Opposing Reagan, the Mudd Club staged an ironic inaugural party, Danceteria mocked the bland conservatism of the government’s domestic vision, and venues such as the Loft and the Paradise Garage positioned themselves as safe havens for dancers who lived at the hard-end of economic, sexual, and ethnic discrimination. These and other spots were profoundly aware of the way their practices existed in relation to wider economic and political developments. “The Pyramid was an amalgam of glamour and the grungy surround that we lived in in the East Village,” explains Brian Butterick/Hattie Hathaway, a drag queen who worked and performed at the Pyramid. “We also had a very strong 1960s influence that ran through everything; we were hippyish, if you will, idealistic. But of course we were living in the age of Reagan, so I don’t know how long our idealism lasted. After a couple of years the timbre of the shows became very sarcastic.” Ann Magnuson, who performed regularly at Club 57, Danceteria, and the Pyramid, comments: “At the time, it was, ‘Well, [Reagan’s election] that’s fucked up, but we’re going to keep on doing what we do. People were still saying, ‘I’m not going to let this get me down, or change who I am. But the anger kept on brewing and brewing, and the anger informed everyone’s work and performances. There was a lot more ranting and a lot more screaming and frustration and darker imagery.” 

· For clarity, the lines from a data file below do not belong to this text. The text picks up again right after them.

PR #1710, opened 2020-09-10
Stop querying redundant facility for HTTP request headers

vinaysshenoy:
https://app.clubhouse.io/simpledotorg/story/1197/stop-querying-additional-facility-in-headers-for-making-network-calls


Honey14 (approved):
looks good.

PR #1719, opened 2020-09-14
Pass `TeleconsultationType` to `DoneClicked.analyticsName`

msasikanth:
We would like to know which `TeleconsultationType` is selected when creating the teleconsultation record.


Honey14 (approved):
Looks good. :)

PR #1722, opened 2020-09-14
Change `TeleconsultFacilityInfoApi` endpoint

msasikanth:
the [conversation](https://simpledotorg.slack.com/archives/CFK2PHJ1L/p1599211058076600) regarding this change.

### DIFF
--- a/app/src/main/java/org/simple/clinic/summary/teleconsultation/sync/TeleconsultFacilityInfoApi.kt
+++ b/app/src/main/java/org/simple/clinic/summary/teleconsultation/sync/TeleconsultFacilityInfoApi.kt
@@ -6,6 +6,6 @@ import retrofit2.http.Headers
 
 interface TeleconsultFacilityInfoApi {
   @Headers(value = ["X-RESYNC-TOKEN: 1"])
-  @GET("v4/teleconsultation_medical_officers/sync")
+  @GET("v4/facility_medical_officers/sync")
   fun pull(): Call<TeleconsultFacilityInfoPullResponse>
 }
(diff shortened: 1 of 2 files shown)


app/src/main/java/org/simple/clinic/summary/teleconsultation/sync/TeleconsultFacilityInfoApi.kt
```diff
@@ -6,6 +6,6 @@ import retrofit2.http.Headers
 
 interface TeleconsultFacilityInfoApi {
   @Headers(value = ["X-RESYNC-TOKEN: 1"])
-  @GET("v4/teleconsultation_medical_officers/sync")
+  @GET("v4/facility_medical_officers/sync")
```
vinaysshenoy, line 9: Is this available in QA? If yes, we probably should also enable the sync for it since it's currently disabled.

vinaysshenoy (approved):
PR looks good.

app/src/main/java/org/simple/clinic/summary/teleconsultation/sync/TeleconsultFacilityInfoApi.kt
msasikanth: Not sure, let me check with server devs and enable it if it's available.

vinaysshenoy: When you enable it, there's also a sync integration test that we will need to enable again.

Most pointedly, party hosts and club promoters along with noncommercial creative workers were forced to confront the consequences of Koch’s drive to turn Manhattan into an oasis for property investment. “Between 1982 and 1985, sixty new off ice towers went up south of 96th Street,” write Newfield and Barrett. “Real estate values in gentrifying neighborhoods in Manhattan and Brooklyn went soaring, and the exodus of major corporations from New York was stopped. A new convention center was built, a half- dozen luxury-class hotels were financed with tax abatements, and tourism increased, injecting revenue into the Manhattan economy of theaters, hotels, and restaurants” (3–4). Concurrent property price inflation, which rocketed by 125% between 1980 and 1988 in New York City, priced many party hosts and club promoters out of large swaths of Manhattan, while tax abatements that totalled more than $1bn in “corporate welfare” left them full of resentment, as the following examples illustrate.10 

 

Real Estate Determinism, AIDS, and Social Division 

The Loft became a site of embattled struggle when David Mancuso left his 99 Prince Street location in June 1984 because his lease was about to expire and the building’s owner wanted to cash in on the rising value of the property market in SoHo. Mancuso could not afford to meet the landlord’s price, and, as a countercultural radical who was deeply committed to running an integrated and ethical party, would not have wanted to anyway, thanks to SoHo’s shift from a zone that encouraged artistic and social experimentation to one that was embedded in boutique consumerism and real estate mania. Mancuso had prepared for his exit by purchasing a building in Alphabet City, which was due to receive a significant government subsidy, but maintains that the move hit problems when the plans to regenerate the neighborhood were abandoned and the crack cocaine epidemic of the mid-1980s began to take hold. Mancuso lost a signif icant proportion of his crowd immediately, with many of his female dancers concerned about venturing into an area where it was so hard to catch a taxi home. Moreover, the very forces that persuaded Mancuso to move encroached on his ability to engage in activism. “It took a couple of years to see what damage Reagan was doing,” recalls the party host. “In 1982 I knew I had to move, and when I moved from Prince Street to Third Street a lot of things changed in my life that meant I couldn’t focus so much on politics. I was just trying to survive.” 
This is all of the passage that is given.